Assigned task ▸ Give every line below again, exactly as it appears.

*** Recorded data ***

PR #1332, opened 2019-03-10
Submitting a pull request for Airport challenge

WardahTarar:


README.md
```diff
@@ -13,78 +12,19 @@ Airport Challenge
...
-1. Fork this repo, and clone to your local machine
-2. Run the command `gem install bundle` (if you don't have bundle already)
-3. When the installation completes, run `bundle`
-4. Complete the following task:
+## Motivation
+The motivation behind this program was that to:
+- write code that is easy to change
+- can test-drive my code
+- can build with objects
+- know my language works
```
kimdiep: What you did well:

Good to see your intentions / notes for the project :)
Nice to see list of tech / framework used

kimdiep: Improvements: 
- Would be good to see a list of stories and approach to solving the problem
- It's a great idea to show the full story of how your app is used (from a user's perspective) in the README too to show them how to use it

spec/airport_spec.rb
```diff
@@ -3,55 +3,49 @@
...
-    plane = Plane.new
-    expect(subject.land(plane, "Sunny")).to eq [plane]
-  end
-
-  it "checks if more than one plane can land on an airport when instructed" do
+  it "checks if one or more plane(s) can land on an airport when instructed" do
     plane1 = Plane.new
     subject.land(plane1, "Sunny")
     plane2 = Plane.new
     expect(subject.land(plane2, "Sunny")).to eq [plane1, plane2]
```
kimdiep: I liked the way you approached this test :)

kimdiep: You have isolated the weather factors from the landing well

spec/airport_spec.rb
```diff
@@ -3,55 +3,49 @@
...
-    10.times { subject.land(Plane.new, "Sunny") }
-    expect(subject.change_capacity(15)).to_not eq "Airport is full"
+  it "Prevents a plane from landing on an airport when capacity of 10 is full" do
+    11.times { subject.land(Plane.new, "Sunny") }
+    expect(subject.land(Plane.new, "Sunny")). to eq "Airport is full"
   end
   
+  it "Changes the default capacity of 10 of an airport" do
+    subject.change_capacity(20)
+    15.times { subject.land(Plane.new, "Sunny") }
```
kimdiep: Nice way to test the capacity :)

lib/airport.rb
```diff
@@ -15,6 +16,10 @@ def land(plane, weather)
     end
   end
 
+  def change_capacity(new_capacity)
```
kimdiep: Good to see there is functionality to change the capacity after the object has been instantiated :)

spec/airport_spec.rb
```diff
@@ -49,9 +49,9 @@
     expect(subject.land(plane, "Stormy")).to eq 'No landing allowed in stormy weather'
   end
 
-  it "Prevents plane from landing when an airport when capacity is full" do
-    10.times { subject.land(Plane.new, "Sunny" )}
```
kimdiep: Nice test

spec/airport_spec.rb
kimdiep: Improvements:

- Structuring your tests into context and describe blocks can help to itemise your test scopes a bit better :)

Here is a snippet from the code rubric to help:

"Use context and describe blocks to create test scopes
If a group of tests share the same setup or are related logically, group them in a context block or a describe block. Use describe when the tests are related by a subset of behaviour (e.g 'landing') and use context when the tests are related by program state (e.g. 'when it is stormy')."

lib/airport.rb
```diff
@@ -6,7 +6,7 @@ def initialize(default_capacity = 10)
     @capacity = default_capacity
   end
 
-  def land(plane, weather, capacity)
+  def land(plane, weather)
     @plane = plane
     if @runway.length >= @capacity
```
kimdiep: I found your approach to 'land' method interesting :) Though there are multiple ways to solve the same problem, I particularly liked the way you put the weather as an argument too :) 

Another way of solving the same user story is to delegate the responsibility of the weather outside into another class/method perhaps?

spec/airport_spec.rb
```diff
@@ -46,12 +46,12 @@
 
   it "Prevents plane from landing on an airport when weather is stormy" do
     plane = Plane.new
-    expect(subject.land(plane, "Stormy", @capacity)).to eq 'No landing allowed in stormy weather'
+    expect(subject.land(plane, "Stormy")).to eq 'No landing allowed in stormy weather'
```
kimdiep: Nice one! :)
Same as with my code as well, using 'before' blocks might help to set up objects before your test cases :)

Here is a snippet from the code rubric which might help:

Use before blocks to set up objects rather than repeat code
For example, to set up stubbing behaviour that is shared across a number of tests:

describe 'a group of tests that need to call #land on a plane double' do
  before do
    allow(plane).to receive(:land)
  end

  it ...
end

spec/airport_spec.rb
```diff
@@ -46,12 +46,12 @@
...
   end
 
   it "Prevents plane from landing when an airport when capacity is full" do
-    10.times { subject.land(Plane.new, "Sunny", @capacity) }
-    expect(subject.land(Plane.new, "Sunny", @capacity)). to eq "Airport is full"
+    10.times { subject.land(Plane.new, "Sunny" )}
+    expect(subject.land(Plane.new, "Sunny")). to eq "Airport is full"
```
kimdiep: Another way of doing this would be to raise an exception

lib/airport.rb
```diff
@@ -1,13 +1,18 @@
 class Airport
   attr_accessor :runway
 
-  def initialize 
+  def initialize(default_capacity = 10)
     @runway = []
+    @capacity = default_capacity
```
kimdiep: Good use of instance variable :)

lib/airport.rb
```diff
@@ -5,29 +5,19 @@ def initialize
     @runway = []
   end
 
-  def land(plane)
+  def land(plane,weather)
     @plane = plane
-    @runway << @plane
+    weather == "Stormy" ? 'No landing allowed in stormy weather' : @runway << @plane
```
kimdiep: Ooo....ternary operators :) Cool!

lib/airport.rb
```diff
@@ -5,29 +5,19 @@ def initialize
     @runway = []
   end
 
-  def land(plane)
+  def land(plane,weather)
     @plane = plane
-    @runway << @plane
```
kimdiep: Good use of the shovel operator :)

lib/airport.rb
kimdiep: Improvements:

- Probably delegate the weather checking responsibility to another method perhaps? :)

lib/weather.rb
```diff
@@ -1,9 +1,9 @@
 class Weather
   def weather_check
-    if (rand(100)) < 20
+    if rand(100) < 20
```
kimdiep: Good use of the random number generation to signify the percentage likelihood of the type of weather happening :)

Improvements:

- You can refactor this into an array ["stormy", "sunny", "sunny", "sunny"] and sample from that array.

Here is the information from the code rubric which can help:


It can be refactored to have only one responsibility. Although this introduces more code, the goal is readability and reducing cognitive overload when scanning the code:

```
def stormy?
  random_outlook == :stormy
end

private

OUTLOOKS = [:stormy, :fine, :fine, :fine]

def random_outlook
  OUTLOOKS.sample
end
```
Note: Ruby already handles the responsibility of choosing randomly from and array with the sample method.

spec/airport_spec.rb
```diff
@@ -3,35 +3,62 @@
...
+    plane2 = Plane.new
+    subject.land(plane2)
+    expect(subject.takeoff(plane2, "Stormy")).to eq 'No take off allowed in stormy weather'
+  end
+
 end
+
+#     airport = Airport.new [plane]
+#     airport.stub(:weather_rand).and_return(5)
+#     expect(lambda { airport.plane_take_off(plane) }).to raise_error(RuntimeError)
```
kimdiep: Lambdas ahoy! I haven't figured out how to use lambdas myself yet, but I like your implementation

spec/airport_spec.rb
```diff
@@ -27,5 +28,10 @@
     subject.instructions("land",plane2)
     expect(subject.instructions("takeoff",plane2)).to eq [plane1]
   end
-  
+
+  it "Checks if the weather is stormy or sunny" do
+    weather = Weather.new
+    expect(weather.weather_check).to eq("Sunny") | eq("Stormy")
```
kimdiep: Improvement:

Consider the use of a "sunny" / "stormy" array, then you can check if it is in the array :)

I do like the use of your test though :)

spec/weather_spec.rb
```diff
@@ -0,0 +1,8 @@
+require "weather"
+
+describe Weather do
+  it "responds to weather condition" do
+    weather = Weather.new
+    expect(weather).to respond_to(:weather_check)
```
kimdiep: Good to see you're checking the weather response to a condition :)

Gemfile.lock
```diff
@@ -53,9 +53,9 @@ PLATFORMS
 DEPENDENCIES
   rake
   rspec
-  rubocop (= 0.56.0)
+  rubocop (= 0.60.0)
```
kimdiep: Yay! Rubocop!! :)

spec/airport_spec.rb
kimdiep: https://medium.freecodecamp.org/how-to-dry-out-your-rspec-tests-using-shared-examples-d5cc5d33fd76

***

Result for this exercise ▸
PR #1332, opened 2019-03-10
Submitting a pull request for Airport challenge

WardahTarar:


README.md
```diff
@@ -13,78 +12,19 @@ Airport Challenge
...
-1. Fork this repo, and clone to your local machine
-2. Run the command `gem install bundle` (if you don't have bundle already)
-3. When the installation completes, run `bundle`
-4. Complete the following task:
+## Motivation
+The motivation behind this program was that to:
+- write code that is easy to change
+- can test-drive my code
+- can build with objects
+- know my language works
```
kimdiep: What you did well:

Good to see your intentions / notes for the project :)
Nice to see list of tech / framework used

kimdiep: Improvements: 
- Would be good to see a list of stories and approach to solving the problem
- It's a great idea to show the full story of how your app is used (from a user's perspective) in the README too to show them how to use it

spec/airport_spec.rb
```diff
@@ -3,55 +3,49 @@
...
-    plane = Plane.new
-    expect(subject.land(plane, "Sunny")).to eq [plane]
-  end
-
-  it "checks if more than one plane can land on an airport when instructed" do
+  it "checks if one or more plane(s) can land on an airport when instructed" do
     plane1 = Plane.new
     subject.land(plane1, "Sunny")
     plane2 = Plane.new
     expect(subject.land(plane2, "Sunny")).to eq [plane1, plane2]
```
kimdiep: I liked the way you approached this test :)

kimdiep: You have isolated the weather factors from the landing well

spec/airport_spec.rb
```diff
@@ -3,55 +3,49 @@
...
-    10.times { subject.land(Plane.new, "Sunny") }
-    expect(subject.change_capacity(15)).to_not eq "Airport is full"
+  it "Prevents a plane from landing on an airport when capacity of 10 is full" do
+    11.times { subject.land(Plane.new, "Sunny") }
+    expect(subject.land(Plane.new, "Sunny")). to eq "Airport is full"
   end
   
+  it "Changes the default capacity of 10 of an airport" do
+    subject.change_capacity(20)
+    15.times { subject.land(Plane.new, "Sunny") }
```
kimdiep: Nice way to test the capacity :)

lib/airport.rb
```diff
@@ -15,6 +16,10 @@ def land(plane, weather)
     end
   end
 
+  def change_capacity(new_capacity)
```
kimdiep: Good to see there is functionality to change the capacity after the object has been instantiated :)

spec/airport_spec.rb
```diff
@@ -49,9 +49,9 @@
     expect(subject.land(plane, "Stormy")).to eq 'No landing allowed in stormy weather'
   end
 
-  it "Prevents plane from landing when an airport when capacity is full" do
-    10.times { subject.land(Plane.new, "Sunny" )}
```
kimdiep: Nice test

spec/airport_spec.rb
kimdiep: Improvements:

- Structuring your tests into context and describe blocks can help to itemise your test scopes a bit better :)

Here is a snippet from the code rubric to help:

"Use context and describe blocks to create test scopes
If a group of tests share the same setup or are related logically, group them in a context block or a describe block. Use describe when the tests are related by a subset of behaviour (e.g 'landing') and use context when the tests are related by program state (e.g. 'when it is stormy')."

lib/airport.rb
```diff
@@ -6,7 +6,7 @@ def initialize(default_capacity = 10)
     @capacity = default_capacity
   end
 
-  def land(plane, weather, capacity)
+  def land(plane, weather)
     @plane = plane
     if @runway.length >= @capacity
```
kimdiep: I found your approach to 'land' method interesting :) Though there are multiple ways to solve the same problem, I particularly liked the way you put the weather as an argument too :) 

Another way of solving the same user story is to delegate the responsibility of the weather outside into another class/method perhaps?

spec/airport_spec.rb
```diff
@@ -46,12 +46,12 @@
 
   it "Prevents plane from landing on an airport when weather is stormy" do
     plane = Plane.new
-    expect(subject.land(plane, "Stormy", @capacity)).to eq 'No landing allowed in stormy weather'
+    expect(subject.land(plane, "Stormy")).to eq 'No landing allowed in stormy weather'
```
kimdiep: Nice one! :)
Same as with my code as well, using 'before' blocks might help to set up objects before your test cases :)

Here is a snippet from the code rubric which might help:

Use before blocks to set up objects rather than repeat code
For example, to set up stubbing behaviour that is shared across a number of tests:

describe 'a group of tests that need to call #land on a plane double' do
  before do
    allow(plane).to receive(:land)
  end

  it ...
end

spec/airport_spec.rb
```diff
@@ -46,12 +46,12 @@
...
   end
 
   it "Prevents plane from landing when an airport when capacity is full" do
-    10.times { subject.land(Plane.new, "Sunny", @capacity) }
-    expect(subject.land(Plane.new, "Sunny", @capacity)). to eq "Airport is full"
+    10.times { subject.land(Plane.new, "Sunny" )}
+    expect(subject.land(Plane.new, "Sunny")). to eq "Airport is full"
```
kimdiep: Another way of doing this would be to raise an exception

lib/airport.rb
```diff
@@ -1,13 +1,18 @@
 class Airport
   attr_accessor :runway
 
-  def initialize 
+  def initialize(default_capacity = 10)
     @runway = []
+    @capacity = default_capacity
```
kimdiep: Good use of instance variable :)

lib/airport.rb
```diff
@@ -5,29 +5,19 @@ def initialize
     @runway = []
   end
 
-  def land(plane)
+  def land(plane,weather)
     @plane = plane
-    @runway << @plane
+    weather == "Stormy" ? 'No landing allowed in stormy weather' : @runway << @plane
```
kimdiep: Ooo....ternary operators :) Cool!

lib/airport.rb
```diff
@@ -5,29 +5,19 @@ def initialize
     @runway = []
   end
 
-  def land(plane)
+  def land(plane,weather)
     @plane = plane
-    @runway << @plane
```
kimdiep: Good use of the shovel operator :)

lib/airport.rb
kimdiep: Improvements:

- Probably delegate the weather checking responsibility to another method perhaps? :)

lib/weather.rb
```diff
@@ -1,9 +1,9 @@
 class Weather
   def weather_check
-    if (rand(100)) < 20
+    if rand(100) < 20
```
kimdiep: Good use of the random number generation to signify the percentage likelihood of the type of weather happening :)

Improvements:

- You can refactor this into an array ["stormy", "sunny", "sunny", "sunny"] and sample from that array.

Here is the information from the code rubric which can help:


It can be refactored to have only one responsibility. Although this introduces more code, the goal is readability and reducing cognitive overload when scanning the code:

```
def stormy?
  random_outlook == :stormy
end

private

OUTLOOKS = [:stormy, :fine, :fine, :fine]

def random_outlook
  OUTLOOKS.sample
end
```
Note: Ruby already handles the responsibility of choosing randomly from and array with the sample method.

spec/airport_spec.rb
```diff
@@ -3,35 +3,62 @@
...
+    plane2 = Plane.new
+    subject.land(plane2)
+    expect(subject.takeoff(plane2, "Stormy")).to eq 'No take off allowed in stormy weather'
+  end
+
 end
+
+#     airport = Airport.new [plane]
+#     airport.stub(:weather_rand).and_return(5)
+#     expect(lambda { airport.plane_take_off(plane) }).to raise_error(RuntimeError)
```
kimdiep: Lambdas ahoy! I haven't figured out how to use lambdas myself yet, but I like your implementation

spec/airport_spec.rb
```diff
@@ -27,5 +28,10 @@
     subject.instructions("land",plane2)
     expect(subject.instructions("takeoff",plane2)).to eq [plane1]
   end
-  
+
+  it "Checks if the weather is stormy or sunny" do
+    weather = Weather.new
+    expect(weather.weather_check).to eq("Sunny") | eq("Stormy")
```
kimdiep: Improvement:

Consider the use of a "sunny" / "stormy" array, then you can check if it is in the array :)

I do like the use of your test though :)

spec/weather_spec.rb
```diff
@@ -0,0 +1,8 @@
+require "weather"
+
+describe Weather do
+  it "responds to weather condition" do
+    weather = Weather.new
+    expect(weather).to respond_to(:weather_check)
```
kimdiep: Good to see you're checking the weather response to a condition :)

Gemfile.lock
```diff
@@ -53,9 +53,9 @@ PLATFORMS
 DEPENDENCIES
   rake
   rspec
-  rubocop (= 0.56.0)
+  rubocop (= 0.60.0)
```
kimdiep: Yay! Rubocop!! :)

spec/airport_spec.rb
kimdiep: https://medium.freecodecamp.org/how-to-dry-out-your-rspec-tests-using-shared-examples-d5cc5d33fd76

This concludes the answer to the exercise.